== To do ==
Return every entry in full, with no alterations.

─── Data excerpts ───

Issue #5981, opened 2024-06-04
[CH] DIff result for get_json_object to get null value


exmy:
### Backend

CH (ClickHouse)

### Bug description

`select get_json_object('{"t": null}', '$.t') is null;`

spark result: true

gluten result: false

### Spark version

None

lgbo-ustc:
the result from `JSON_QUERY` in `CH` is a string value

lgbo-ustc:
I will fix it

PR #6001, opened 2024-06-06
[GLUTEN-5981][CH] Make the result be null when the queried field in `get_json_object` is `null`

lgbo-ustc:

Fixes: #5981

## How was this patch tested?

unit tests

### DIFF
--- a/backends-clickhouse/src/test/scala/org/apache/gluten/execution/GlutenClickhouseFunctionSuite.scala
+++ b/backends-clickhouse/src/test/scala/org/apache/gluten/execution/GlutenClickhouseFunctionSuite.scala
@@ -179,4 +179,15 @@ class GlutenClickhouseFunctionSuite extends GlutenClickHouseTPCHAbstractSuite {
         |""".stripMargin
     )(df => checkFallbackOperators(df, 0))
   }
+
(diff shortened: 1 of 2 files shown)


backends-clickhouse/src/test/scala/org/apache/gluten/execution/GlutenClickhouseFunctionSuite.scala
```diff
@@ -66,6 +66,11 @@ class GlutenClickhouseFunctionSuite extends GlutenClickHouseTPCHAbstractSuite {
       // TODO: support default ANSI policy
       .set("spark.sql.storeAssignmentPolicy", "legacy")
       .set("spark.sql.warehouse.dir", warehouse)
+      .set(
```
zzcclp, line 69: set this config in the following ut case ? otherwise it can impact the other cases.

lgbo-ustc: This suite is for test functions, disable unfold constant functions should be OK

zzcclp (approved):
LGTM

PR #6004, opened 2024-06-06
[CORE] Move JoinSelectionOverrides logic to ColumnarOverrides

zml1206:

1. Drop custom strategy and move `JoinSelectionOverrides` logic to `ColumnarOverrides`
2. Clickhouse backend already support AQE, delete relevant code.


zml1206:
After this pr, buildSide of q3 changes, I looked at the AQE code, AQE is not in effect. After reOptimize,  only when the cost becomes smaller or the physical plan changes, then AQE will take effect, and then the sizeByte of the logical plan will be updated(https://github.com/apache/spark/blob/53d65fd12dd9231139188227ef9040d40d759021/sql/core/src/main/scala/org/apache/spark/sql/execution/adaptive/AdaptiveSparkPlanExec.scala#L383-L392).
So buildSide selection need in custom strategy.
I will implement creates "more vanilla" plan when the join operators are falling back in another way in the next PR. 
cc @zhztheplayer

zml1206:
> Aha this indeed looks to be an issue. Thank you for update.
> 
> > I will implement creates "more vanilla" plan when the join operators are falling back in another way in the next PR.
> 
> Do you have any detailed plan on this? Do we finally have to write a custom strategy?


I think writing a custom strategy is necessary. My initial idea is to generate a new ShuffledHashJoinExecBase(sparkJoinExec, buildSide) in the custom strategy.

zhztheplayer:
Do you think we can append the required changes to this patch? It sounds a little bit risky to fail some plan checks then wait for another PR to land.

> I think writing a custom strategy is necessary. My initial idea is to generate a new ShuffledHashJoinExecTemp(sparkJoinExec, buildSide) in the custom strategy, transform ShuffledHashJoinExecTemp in ColumnarOverrides.

OK. And you can compare the overall code complexity with current main code. If we can finally simply the code although a custom strategy is still needed, then it sounds worth it to do the refactor.

zml1206:
> Do you think we can append the required changes to this patch? It sounds a little bit risky to fail some plan checks then wait for another PR to land.

I will close this PR, new another PR.

zml1206:
Write a custom strategy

───

== Response below ==
Issue #5981, opened 2024-06-04
[CH] DIff result for get_json_object to get null value


exmy:
### Backend

CH (ClickHouse)

### Bug description

`select get_json_object('{"t": null}', '$.t') is null;`

spark result: true

gluten result: false

### Spark version

None

lgbo-ustc:
the result from `JSON_QUERY` in `CH` is a string value

lgbo-ustc:
I will fix it

PR #6001, opened 2024-06-06
[GLUTEN-5981][CH] Make the result be null when the queried field in `get_json_object` is `null`

lgbo-ustc:

Fixes: #5981

## How was this patch tested?

unit tests

### DIFF
--- a/backends-clickhouse/src/test/scala/org/apache/gluten/execution/GlutenClickhouseFunctionSuite.scala
+++ b/backends-clickhouse/src/test/scala/org/apache/gluten/execution/GlutenClickhouseFunctionSuite.scala
@@ -179,4 +179,15 @@ class GlutenClickhouseFunctionSuite extends GlutenClickHouseTPCHAbstractSuite {
         |""".stripMargin
     )(df => checkFallbackOperators(df, 0))
   }
+
(diff shortened: 1 of 2 files shown)


backends-clickhouse/src/test/scala/org/apache/gluten/execution/GlutenClickhouseFunctionSuite.scala
```diff
@@ -66,6 +66,11 @@ class GlutenClickhouseFunctionSuite extends GlutenClickHouseTPCHAbstractSuite {
       // TODO: support default ANSI policy
       .set("spark.sql.storeAssignmentPolicy", "legacy")
       .set("spark.sql.warehouse.dir", warehouse)
+      .set(
```
zzcclp, line 69: set this config in the following ut case ? otherwise it can impact the other cases.

lgbo-ustc: This suite is for test functions, disable unfold constant functions should be OK

zzcclp (approved):
LGTM

PR #6004, opened 2024-06-06
[CORE] Move JoinSelectionOverrides logic to ColumnarOverrides

zml1206:

1. Drop custom strategy and move `JoinSelectionOverrides` logic to `ColumnarOverrides`
2. Clickhouse backend already support AQE, delete relevant code.


zml1206:
After this pr, buildSide of q3 changes, I looked at the AQE code, AQE is not in effect. After reOptimize,  only when the cost becomes smaller or the physical plan changes, then AQE will take effect, and then the sizeByte of the logical plan will be updated(https://github.com/apache/spark/blob/53d65fd12dd9231139188227ef9040d40d759021/sql/core/src/main/scala/org/apache/spark/sql/execution/adaptive/AdaptiveSparkPlanExec.scala#L383-L392).
So buildSide selection need in custom strategy.
I will implement creates "more vanilla" plan when the join operators are falling back in another way in the next PR. 
cc @zhztheplayer

zml1206:
> Aha this indeed looks to be an issue. Thank you for update.
> 
> > I will implement creates "more vanilla" plan when the join operators are falling back in another way in the next PR.
> 
> Do you have any detailed plan on this? Do we finally have to write a custom strategy?


I think writing a custom strategy is necessary. My initial idea is to generate a new ShuffledHashJoinExecBase(sparkJoinExec, buildSide) in the custom strategy.

zhztheplayer:
Do you think we can append the required changes to this patch? It sounds a little bit risky to fail some plan checks then wait for another PR to land.

> I think writing a custom strategy is necessary. My initial idea is to generate a new ShuffledHashJoinExecTemp(sparkJoinExec, buildSide) in the custom strategy, transform ShuffledHashJoinExecTemp in ColumnarOverrides.

OK. And you can compare the overall code complexity with current main code. If we can finally simply the code although a custom strategy is still needed, then it sounds worth it to do the refactor.

zml1206:
> Do you think we can append the required changes to this patch? It sounds a little bit risky to fail some plan checks then wait for another PR to land.

I will close this PR, new another PR.

zml1206:
Write a custom strategy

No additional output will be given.